(Excerpts from a dataset)
Issue #366, opened 2018-06-01
False positive when calculation is in multiple lines


rieschl:
| Question    | Answer
| ------------| ---------------
| Infection version | dev-master#2e24f03
| Test Framework version | PHPUnit 7.2.2
| PHP version | 7.1.17
| Platform    | Debian (also tested in WSL)
| Github Repo | https://github.com/trinet-at/infection-multiline

When a calculation spans across multiple lines and infection does a mutation on it, it reports it as false positive, e.g. the original code:
```
$result = $value
    / 100
    * 100;

return $result;
```
and mutation:
```
$result = $value
    * 100
    * 100;

return $result;
```
This results in a false positive:
```
Not covered mutants:
====================

1) /mnt/e/PhpStormProjects/infection-bug/src/Calculator.php:9    [M] Division

--- Original
+++ New
@@ @@
 {
     public function calculateInMultipleLines(float $value) : float
     {
-        $result = $value / 100 * 100;
+        $result = $value * 100 * 100;
         return $result;
     }
     public function calculateInSingleLine(float $value) : float
```

When the calculation is in a single line, it works as expected:
```
$result = $value / 100 * 100;

return $result;
```
and mutation:
```
$result = $value * 100 * 100;

return $result;
```

I've created the [test repo ](https://github.com/trinet-at/infection-multiline), it's easier to see the code than to explain it :)

BackEndTea:
This is most likely due to how coverage is calculated for php. In the same way that for a multi line array, only the first value is considered covered (except when it assigned to a class property, then the assignment is considered covered)

sanmai:
It really does not report line 9 as covered...
```xml
<coverage>
  <line nr="10">
    <covered by="TrinetTest\InfectionMultiline\CalculatorTest::testCalculateInMultipleLines"/>
    <covered by="TrinetTest\InfectionMultiline\CalculatorTest::testCalculateInMultipleLinesFloat"/>
    <covered by="TrinetTest\InfectionMultiline\CalculatorTest::testCalculateInSingleLineFloat"/>
  </line>
  <line nr="11">
  ...
```

rieschl:
But is line 9 something that can be covered? It's just `$result = $value`. If it can PHOUnit seems to treat it lie whitespace because of the 100% coverage output. Line 11 and 12, which are mutated, are covered though.
Btw. looking at your coverage report I noticed that I used the wrong method call in one of the tests. I already fixed that in the latest commit.

[...]

PR #375, opened 2018-06-04
Account for statements spanning multiple lines

sanmai:
- [x] MutationsCollectorVisitor now accounts for statements spanning multiple lines
- [x] Covered by tests

Fixes https://github.com/infection/infection/issues/366

### DIFF
--- a/src/TestFramework/Coverage/CodeCoverageData.php
+++ b/src/TestFramework/Coverage/CodeCoverageData.php
@@ -110,22 +110,47 @@ class CodeCoverageData
             return [];
         }
 
-        $filePath = $mutation->getOriginalFilePath();
-        $line = $mutation->getAttributes()['startLine'];
-
         if ($mutation->isOnFunctionSignature()) {
+            return iterator_to_array($this->getTestsForMutationOnFunctionSignature($mutation), false);
+        }
+
+        return iterator_to_array($this->getTestsForMutation($mutation), false);
+    }
+
+    private function getTestsForMutationOnFunctionSignature(MutationInterface $mutation): \Generator
+    {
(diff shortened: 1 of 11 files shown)


BackEndTea:
I'm not 100% sure, but i thought that function signatures were 100% covered, e.g. for the following signature, if it is called, all lines are considered covered

```php
public function foo(
    $a,
    $b,
    $c,
    $d
    ) {
}
```

sanmai:
I'm not sure about that too, but even if that is so, it shouldn't matter. 

Anyway, I'm going to be adding tests, so I'd test for this case too.

sanmai:
@BackEndTea you were right: there's no need to check for each line on function signatures

BackEndTea:
Won't we run into issues on this line
https://github.com/infection/infection/blob/3518545a6bab661f33a47750809dfd8d487ed7b4/src/TestFramework/Coverage/CodeCoverageData.php#L124

Because there it will still look at the original line, rather than the one we found tests on.

sanmai:
Considering it reports all mutants properly caught, and no uncovered mutants... OK, let me try to think of some extra test cases which may see Infection err on that line.

sanmai:
Actually that line is important. If Infection only looks for tests that cover only the very first line of our mutation, it may naturally miss other tests that may actually also cover this mutation, this all leading to false positives. 

Yet we have to way to verify that Infection has found all tests covering specific mutation since we're not logging the number of tests found. Neither were bugs reported in this regard.

borNfreee:
I've changed base branch from `master` to `0.9`. Details are in the Slack

borNfreee:
Thank you @sanmai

_Directions for this task_. Every line with "there" in it should be copied from the entries above.

_Exercise output_.
@BackEndTea you were right: there's no need to check for each line on function signatures
Because there it will still look at the original line, rather than the one we found tests on.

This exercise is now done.